Toshiba Memory Corporation to Focus on Catching Up to Samsung in 3D-NAND Production Capacity
September 21, 2017 | TrendForceEstimated reading time: 4 minutes
Toshiba announced on September 20 that the company has agreed to sell its memory business, Toshiba Memory Corporation (TMC) to a U.S.-Japanese consortium represented by U.S. private equity firm Bain Capital for JPY 2 trillion (USD 18 billion). According to DRAMeXchange, a division of TrendForce, the deal will start to have a notable impact on the NAND Flash market in the first half of 2018 as the negotiations took longer than expected. From a medium- to long-term perspective, this deal will inject the necessary capital into TMC so that it can work to become a rival to Samsung in terms of NAND Flash technology and production capacity.
Alan Chen, senior research manager of DRAMeXchange, noted that several members of the acquiring party are government-backed investors and major private investment firms that are not deeply involved in the NAND Flash industry. Generally speaking, this government-supported consortium is not expected to significantly alter the management and operation of TMC after the deal is completed.
“The participation of Innovation Network Corporation of Japan (INCJ), the Development Bank of Japan (DBJ) and Bain Capital shows that TMC’s technologies have enormous strategic value,” said Chen. “At the same time, major technology enterprises such as SK Hynix and Apple have also joined the consortium and provided part of the funding to move the deal forward, thus reflecting a jockeying of both global political and commercial interests.”
Chen added: “The infusion of capital from the new stakeholders in TMC will be like a shot of adrenaline. Given that the total investment in a new NAND Flash fab (with a monthly capacity of 80,000~100,000 wafers) averages around US$8 billion, neither Toshiba nor Western Digital can alone shoulder the cost of capacity expansions and technology development, especially as they are facing against the industry leader Samsung.”
Samsung is still way ahead of the Toshiba-Western Digital alliance in 3D-NAND Flash capacity
Just 10~15% of the total monthly NAND Flash capacity of the Toshiba-Western Digital alliance was based on the 3D-NAND process in the second quarter of 2017. During the same period, 3D-NAND comprised more than 40% of Samsung’s total monthly NAND Flash capacity. Micron and Intel are strategic partners in the NAND Flash market, and they also began mass producing 3D-NAND Flash in the second half of 2016. The representation of 3D-NAND in the total monthly NAND Flash capacity of the Intel-Micron camp is projected to exceed 40% in the third quarter of 2017. Toshiba’s financial problem has been a major reason as to why the Toshiba-Western Digital alliance are behind their competitors in planning 3D-NAND capacity.
In terms of progress, the Toshiba-Western Digital alliance made the 48-layer stacking technology its mainstream 3D-NAND manufacturing process during the first half of 2017. By this fourth quarter, 3D-NAND is expected to represent around 30% of the alliance’s total monthly NAND Flash capacity. With regard to capacity planning, the construction of TMC’s Fab 6 in Yokkaichi, Japan, began this March. This facility is scheduled to mass produce the latest 3D-NAND products in 2019. Nonetheless, the future of Fab 6 is still uncertain because the sale of TMC has also led to disagreements between Toshiba and Western Digital regarding their collaboration.
The deal may lead to NAND Flash oversupply in the first half of 2018
As the bidding for the majority stake in TMC lasted longer than anticipated, the effect of this deal will become apparent later in the first half of 2018. “After the sale, TMC may be able to raise its 3D-NAND Flash capacity and yield rate to a level higher than initially expected,” said Chen. “Plus, there is a significant degree of uncertainty in NAND Flash demand for the first half of 2018. Hence, the deal in the short term may actually cause supply-driven price decline in the NAND Flash market during the first half of 2018.”

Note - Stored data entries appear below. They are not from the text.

PR #1802, opened 2024-10-07
fix: correct resource and floating_ip names in floating IP association

AmirAllahveran:
**Description:**
This pull request fixes an issue with the `resource` and `floating_ip` name in the `openstack_networking_floatingip_associate_v2` resource in the Terraform OpenStack provider `compute_instance_v2` documentation. The original configuration had the `resource name` and `floating_ip name` incorrectly swapped, which caused issues when associating the floating IP to the correct port.


kayrus (approved):
LGTM, thanks!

The spun-off entity will manage its capital expenditure without interference from the former parent company and attain higher operational efficiency
This deal, which also puts TMC outside of Toshiba’s ownership, will also create medium- to long-term changes on the NAND Flash industry. The expenditure of this independently managed company will not be influenced by the financial problem of its former parent company, and it does not have to share resources with other group companies. The spun-off NAND Flash maker therefore can totally concentrate on developing technologies and building up production capacity. On the whole, the newly independent memory business is likely to achieve greater operational efficiency and become more proactive in making strategic decisions.
Though the winner of the bid for Toshiba’s memory business has been announced, the finalization of the deal will still need the consent of Western Digital. Toshiba and Western Digital have jointly invested in the Yokkaichi Operations. In terms of the ownership of the joint venture, Toshiba has around 55% of the share of the total investment versus Western Digital’s 45%. How Toshiba and Western Digital resolve their issues and share the production capacity of the new Fab 6 will be crucial to the completion of the deal and TMC’s future development.